== Exercise ==
Report each line of the entries that contains the word "feedback", copied in full.

Stored data
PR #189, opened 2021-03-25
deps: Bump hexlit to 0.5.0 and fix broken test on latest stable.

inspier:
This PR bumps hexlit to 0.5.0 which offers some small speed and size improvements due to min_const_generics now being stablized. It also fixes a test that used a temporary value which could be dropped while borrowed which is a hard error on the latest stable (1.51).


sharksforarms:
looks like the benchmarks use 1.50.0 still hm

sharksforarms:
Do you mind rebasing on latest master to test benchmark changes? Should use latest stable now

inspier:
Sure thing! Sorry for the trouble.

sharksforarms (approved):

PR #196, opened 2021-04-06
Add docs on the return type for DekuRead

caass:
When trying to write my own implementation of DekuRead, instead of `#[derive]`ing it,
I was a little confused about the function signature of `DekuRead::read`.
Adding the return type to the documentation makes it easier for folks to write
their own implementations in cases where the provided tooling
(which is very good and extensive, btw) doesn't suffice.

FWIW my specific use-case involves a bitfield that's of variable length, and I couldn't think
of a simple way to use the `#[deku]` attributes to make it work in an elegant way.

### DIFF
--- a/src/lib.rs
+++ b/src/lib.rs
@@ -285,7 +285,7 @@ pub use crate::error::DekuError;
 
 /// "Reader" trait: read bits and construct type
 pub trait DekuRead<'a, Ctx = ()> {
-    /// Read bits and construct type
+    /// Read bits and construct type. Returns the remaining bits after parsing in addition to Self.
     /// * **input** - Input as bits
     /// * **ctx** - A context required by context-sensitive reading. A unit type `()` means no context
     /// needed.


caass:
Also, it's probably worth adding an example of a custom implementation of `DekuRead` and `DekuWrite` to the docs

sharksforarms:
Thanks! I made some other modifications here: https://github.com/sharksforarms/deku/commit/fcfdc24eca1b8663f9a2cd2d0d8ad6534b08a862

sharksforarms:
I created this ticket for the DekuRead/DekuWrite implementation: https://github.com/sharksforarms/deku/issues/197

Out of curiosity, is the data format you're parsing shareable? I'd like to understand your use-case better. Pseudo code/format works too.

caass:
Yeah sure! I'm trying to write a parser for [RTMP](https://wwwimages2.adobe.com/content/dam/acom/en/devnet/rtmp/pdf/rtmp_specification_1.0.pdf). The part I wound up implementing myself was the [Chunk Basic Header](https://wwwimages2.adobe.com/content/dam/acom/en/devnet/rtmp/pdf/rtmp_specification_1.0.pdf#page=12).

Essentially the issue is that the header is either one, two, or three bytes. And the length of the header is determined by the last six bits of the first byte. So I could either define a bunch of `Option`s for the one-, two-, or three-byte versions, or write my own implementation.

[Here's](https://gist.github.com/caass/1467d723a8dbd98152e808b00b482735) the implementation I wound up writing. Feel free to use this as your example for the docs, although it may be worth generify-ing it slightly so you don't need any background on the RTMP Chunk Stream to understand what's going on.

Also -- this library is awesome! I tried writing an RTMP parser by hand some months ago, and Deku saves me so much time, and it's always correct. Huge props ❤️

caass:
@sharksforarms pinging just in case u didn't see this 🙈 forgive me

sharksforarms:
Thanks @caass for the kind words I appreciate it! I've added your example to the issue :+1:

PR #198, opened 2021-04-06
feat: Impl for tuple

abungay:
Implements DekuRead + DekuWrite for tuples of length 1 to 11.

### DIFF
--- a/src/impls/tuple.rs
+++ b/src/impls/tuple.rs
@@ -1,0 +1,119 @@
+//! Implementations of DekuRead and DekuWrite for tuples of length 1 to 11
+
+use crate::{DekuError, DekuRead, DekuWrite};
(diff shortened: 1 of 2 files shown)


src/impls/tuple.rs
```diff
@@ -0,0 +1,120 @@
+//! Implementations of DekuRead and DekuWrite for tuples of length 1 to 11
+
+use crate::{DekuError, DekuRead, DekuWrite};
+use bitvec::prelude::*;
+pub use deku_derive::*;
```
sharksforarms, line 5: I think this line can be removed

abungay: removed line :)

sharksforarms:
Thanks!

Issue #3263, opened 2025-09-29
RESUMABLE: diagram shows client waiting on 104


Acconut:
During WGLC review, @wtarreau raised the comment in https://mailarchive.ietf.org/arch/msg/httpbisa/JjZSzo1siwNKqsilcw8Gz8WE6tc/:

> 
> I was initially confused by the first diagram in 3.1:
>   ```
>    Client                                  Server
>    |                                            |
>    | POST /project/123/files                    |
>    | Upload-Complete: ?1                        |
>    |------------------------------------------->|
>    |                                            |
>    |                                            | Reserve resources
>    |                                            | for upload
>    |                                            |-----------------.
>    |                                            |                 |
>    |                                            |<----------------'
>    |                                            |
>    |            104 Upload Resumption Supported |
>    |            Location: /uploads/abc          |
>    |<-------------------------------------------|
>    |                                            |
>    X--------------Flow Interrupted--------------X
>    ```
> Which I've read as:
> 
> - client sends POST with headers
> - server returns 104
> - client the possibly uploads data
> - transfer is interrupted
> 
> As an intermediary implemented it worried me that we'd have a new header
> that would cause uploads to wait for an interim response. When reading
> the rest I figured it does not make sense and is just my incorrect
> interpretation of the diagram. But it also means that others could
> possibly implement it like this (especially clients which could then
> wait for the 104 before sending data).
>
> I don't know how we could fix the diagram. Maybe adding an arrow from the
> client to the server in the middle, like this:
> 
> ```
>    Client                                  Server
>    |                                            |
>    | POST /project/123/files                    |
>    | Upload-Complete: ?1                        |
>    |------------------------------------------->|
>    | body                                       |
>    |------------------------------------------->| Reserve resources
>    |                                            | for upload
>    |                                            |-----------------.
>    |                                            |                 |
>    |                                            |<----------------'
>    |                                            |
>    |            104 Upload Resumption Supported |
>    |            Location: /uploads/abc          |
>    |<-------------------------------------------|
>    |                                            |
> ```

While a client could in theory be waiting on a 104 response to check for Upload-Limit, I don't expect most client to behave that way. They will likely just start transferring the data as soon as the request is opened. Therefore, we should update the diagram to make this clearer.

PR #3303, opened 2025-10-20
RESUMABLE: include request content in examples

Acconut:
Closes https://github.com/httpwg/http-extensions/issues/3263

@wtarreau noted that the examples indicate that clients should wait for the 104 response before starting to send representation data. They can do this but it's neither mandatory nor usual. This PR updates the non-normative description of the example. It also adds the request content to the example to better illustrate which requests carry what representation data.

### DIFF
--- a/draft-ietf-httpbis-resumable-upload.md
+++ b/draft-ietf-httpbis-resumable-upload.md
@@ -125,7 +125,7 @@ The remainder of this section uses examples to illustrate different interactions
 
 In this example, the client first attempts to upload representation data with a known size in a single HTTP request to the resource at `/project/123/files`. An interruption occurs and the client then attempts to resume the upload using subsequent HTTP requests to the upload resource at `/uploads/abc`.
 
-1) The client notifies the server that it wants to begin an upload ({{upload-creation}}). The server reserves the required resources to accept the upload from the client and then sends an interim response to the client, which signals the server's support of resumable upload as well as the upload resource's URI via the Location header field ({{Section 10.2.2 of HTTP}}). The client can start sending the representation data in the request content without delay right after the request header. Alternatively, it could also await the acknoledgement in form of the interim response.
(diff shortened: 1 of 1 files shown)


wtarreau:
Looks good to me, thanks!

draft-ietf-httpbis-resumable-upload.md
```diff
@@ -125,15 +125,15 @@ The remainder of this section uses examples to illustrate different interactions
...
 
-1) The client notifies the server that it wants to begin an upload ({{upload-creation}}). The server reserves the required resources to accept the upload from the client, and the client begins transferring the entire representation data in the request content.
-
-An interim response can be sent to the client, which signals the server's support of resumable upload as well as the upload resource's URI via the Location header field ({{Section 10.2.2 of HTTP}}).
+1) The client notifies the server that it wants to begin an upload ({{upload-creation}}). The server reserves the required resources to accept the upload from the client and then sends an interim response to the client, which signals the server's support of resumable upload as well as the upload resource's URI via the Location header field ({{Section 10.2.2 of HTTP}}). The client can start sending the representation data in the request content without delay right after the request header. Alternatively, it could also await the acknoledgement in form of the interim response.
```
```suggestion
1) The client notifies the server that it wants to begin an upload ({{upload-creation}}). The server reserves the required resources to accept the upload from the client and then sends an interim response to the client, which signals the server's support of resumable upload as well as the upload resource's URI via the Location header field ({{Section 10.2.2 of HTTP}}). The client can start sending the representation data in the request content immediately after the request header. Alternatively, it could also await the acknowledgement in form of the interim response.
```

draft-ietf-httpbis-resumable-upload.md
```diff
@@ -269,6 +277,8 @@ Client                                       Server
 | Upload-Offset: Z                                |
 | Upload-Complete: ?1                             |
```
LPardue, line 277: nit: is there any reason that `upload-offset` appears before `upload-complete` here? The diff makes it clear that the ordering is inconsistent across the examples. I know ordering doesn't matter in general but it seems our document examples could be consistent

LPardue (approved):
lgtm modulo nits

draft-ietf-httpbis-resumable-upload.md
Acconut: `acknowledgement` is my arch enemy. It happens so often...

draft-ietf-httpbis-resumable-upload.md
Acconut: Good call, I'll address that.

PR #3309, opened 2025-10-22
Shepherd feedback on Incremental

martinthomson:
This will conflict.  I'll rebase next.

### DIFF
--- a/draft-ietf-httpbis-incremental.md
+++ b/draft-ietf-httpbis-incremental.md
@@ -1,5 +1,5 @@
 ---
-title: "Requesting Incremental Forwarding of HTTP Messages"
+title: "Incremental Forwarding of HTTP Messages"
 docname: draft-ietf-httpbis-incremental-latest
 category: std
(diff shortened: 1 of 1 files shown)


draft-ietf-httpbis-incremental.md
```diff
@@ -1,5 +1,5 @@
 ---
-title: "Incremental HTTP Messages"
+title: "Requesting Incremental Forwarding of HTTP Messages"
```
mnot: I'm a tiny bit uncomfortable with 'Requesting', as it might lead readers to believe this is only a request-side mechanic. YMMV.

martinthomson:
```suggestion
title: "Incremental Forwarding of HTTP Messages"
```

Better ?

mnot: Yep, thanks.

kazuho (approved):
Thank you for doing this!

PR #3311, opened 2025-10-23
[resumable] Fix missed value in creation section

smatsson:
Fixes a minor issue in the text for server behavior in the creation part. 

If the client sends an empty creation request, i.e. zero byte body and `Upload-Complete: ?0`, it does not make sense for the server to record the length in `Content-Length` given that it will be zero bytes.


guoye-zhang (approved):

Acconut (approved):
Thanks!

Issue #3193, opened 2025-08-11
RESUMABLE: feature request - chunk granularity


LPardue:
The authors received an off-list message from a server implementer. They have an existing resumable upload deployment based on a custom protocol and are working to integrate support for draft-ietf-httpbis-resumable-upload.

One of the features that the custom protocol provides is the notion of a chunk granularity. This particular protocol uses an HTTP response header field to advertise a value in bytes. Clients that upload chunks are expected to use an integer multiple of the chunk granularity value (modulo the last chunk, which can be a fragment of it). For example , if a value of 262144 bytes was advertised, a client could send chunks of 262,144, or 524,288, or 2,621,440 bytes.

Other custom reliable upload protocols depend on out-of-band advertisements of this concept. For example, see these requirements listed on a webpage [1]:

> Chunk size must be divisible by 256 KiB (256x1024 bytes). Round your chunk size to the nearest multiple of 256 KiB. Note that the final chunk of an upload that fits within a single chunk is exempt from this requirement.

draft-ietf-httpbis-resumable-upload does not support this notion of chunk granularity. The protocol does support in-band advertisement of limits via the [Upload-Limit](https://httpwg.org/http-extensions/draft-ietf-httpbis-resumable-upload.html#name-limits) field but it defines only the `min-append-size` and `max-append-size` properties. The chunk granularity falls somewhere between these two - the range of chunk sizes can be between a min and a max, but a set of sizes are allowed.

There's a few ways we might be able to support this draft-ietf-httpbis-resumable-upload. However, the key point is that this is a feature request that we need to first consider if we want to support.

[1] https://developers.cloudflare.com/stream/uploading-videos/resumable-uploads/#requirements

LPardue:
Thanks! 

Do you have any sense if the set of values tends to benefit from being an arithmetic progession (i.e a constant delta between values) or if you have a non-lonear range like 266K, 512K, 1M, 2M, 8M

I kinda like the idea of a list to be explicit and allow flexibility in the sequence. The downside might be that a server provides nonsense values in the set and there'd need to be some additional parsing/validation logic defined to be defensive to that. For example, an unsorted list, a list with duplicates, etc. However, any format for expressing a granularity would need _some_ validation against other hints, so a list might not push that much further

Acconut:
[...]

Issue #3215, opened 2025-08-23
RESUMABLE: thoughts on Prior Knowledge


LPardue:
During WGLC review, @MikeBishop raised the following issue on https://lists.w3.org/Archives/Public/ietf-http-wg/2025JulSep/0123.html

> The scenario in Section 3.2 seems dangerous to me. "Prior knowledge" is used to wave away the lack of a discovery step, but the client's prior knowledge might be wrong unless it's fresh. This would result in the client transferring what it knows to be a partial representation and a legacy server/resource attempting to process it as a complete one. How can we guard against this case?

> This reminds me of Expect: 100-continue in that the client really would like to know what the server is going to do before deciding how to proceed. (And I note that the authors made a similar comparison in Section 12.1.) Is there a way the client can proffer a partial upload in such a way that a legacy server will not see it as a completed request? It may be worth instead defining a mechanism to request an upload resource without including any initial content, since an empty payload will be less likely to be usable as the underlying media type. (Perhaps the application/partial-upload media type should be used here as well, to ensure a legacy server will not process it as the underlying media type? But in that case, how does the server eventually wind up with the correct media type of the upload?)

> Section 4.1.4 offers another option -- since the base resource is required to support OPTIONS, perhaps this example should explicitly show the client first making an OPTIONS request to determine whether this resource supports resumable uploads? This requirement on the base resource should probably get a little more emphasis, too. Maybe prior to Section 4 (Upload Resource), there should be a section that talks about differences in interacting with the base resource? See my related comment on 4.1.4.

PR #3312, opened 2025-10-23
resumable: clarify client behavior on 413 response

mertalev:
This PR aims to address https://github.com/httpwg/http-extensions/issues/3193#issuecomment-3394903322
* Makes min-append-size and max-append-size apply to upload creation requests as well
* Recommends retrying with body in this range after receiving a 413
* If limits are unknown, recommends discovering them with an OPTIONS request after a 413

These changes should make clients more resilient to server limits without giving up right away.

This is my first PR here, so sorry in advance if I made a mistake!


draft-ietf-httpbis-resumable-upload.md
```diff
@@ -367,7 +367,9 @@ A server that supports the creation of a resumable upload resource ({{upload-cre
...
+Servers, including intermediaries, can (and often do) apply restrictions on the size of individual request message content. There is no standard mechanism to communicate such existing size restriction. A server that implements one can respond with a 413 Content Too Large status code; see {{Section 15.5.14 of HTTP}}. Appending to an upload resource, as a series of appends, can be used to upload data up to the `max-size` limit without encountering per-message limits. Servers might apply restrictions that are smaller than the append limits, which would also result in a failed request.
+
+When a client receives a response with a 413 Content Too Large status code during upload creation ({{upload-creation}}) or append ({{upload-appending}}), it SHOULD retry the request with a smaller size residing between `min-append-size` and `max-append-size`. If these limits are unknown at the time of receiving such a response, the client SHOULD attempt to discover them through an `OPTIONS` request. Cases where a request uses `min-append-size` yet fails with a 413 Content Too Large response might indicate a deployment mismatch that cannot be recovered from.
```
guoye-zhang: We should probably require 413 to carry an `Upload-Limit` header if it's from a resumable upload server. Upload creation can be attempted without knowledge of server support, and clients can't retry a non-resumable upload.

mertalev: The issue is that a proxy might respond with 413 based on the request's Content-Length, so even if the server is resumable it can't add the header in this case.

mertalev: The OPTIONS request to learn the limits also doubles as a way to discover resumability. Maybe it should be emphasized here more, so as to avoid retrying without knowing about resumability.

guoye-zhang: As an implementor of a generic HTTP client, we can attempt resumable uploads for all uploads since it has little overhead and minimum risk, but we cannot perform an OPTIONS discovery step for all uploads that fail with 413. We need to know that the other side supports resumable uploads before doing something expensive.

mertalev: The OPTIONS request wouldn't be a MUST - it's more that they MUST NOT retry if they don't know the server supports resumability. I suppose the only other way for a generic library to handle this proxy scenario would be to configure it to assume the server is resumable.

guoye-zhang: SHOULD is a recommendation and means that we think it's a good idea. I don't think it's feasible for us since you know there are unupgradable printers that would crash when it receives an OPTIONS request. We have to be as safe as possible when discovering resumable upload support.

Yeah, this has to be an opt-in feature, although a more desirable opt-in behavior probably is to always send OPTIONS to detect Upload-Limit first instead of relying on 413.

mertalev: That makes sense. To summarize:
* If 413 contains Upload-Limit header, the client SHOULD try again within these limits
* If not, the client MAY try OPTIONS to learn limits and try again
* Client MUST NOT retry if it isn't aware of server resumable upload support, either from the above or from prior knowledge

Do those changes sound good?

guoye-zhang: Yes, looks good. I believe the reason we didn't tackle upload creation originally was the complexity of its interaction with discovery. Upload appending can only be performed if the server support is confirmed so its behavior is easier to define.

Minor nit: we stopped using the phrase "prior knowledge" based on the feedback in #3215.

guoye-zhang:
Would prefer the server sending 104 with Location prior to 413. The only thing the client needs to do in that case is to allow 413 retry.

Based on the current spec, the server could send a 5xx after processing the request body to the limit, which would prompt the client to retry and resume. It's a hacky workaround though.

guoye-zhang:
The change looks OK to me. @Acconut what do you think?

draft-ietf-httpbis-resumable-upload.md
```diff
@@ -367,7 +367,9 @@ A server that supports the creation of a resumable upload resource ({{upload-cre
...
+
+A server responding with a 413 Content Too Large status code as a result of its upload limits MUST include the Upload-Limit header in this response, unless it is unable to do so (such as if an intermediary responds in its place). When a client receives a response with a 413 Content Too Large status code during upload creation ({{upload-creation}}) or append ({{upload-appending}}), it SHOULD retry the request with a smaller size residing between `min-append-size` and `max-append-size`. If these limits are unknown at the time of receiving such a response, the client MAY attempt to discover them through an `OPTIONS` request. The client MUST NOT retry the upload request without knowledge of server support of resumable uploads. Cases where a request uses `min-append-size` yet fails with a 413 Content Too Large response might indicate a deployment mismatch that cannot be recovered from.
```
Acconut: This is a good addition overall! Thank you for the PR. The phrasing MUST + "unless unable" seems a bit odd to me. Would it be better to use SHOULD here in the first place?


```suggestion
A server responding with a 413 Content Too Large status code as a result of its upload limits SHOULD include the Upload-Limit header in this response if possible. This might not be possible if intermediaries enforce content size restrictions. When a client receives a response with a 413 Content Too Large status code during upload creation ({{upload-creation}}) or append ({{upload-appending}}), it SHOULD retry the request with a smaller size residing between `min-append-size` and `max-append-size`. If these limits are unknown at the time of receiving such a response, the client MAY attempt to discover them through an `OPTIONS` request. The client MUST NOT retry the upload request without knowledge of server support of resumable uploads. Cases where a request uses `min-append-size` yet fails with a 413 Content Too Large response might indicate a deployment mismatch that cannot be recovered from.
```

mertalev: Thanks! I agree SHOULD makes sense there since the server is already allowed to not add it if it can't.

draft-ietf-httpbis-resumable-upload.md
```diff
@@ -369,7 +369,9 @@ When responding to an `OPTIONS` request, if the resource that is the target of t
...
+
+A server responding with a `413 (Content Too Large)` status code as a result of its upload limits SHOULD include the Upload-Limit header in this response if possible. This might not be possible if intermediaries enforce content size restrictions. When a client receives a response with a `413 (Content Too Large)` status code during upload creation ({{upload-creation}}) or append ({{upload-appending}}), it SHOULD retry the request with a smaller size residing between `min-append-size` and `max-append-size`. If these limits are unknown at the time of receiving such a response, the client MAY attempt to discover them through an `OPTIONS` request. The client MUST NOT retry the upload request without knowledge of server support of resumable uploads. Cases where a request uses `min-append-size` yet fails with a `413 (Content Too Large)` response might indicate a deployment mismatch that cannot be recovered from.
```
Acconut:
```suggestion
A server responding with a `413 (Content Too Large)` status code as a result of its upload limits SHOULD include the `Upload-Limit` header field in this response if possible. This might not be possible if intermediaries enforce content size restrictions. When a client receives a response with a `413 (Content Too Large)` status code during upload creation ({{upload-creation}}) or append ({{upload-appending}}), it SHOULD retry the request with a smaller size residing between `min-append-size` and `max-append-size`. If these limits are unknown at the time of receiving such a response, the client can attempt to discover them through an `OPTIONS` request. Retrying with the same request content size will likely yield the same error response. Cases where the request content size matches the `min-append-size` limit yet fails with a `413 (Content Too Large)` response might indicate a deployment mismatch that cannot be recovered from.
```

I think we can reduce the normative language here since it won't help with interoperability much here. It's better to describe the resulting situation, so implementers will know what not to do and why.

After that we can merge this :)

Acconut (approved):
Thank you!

== Output below ==
Shepherd feedback on Incremental
Minor nit: we stopped using the phrase "prior knowledge" based on the feedback in #3215.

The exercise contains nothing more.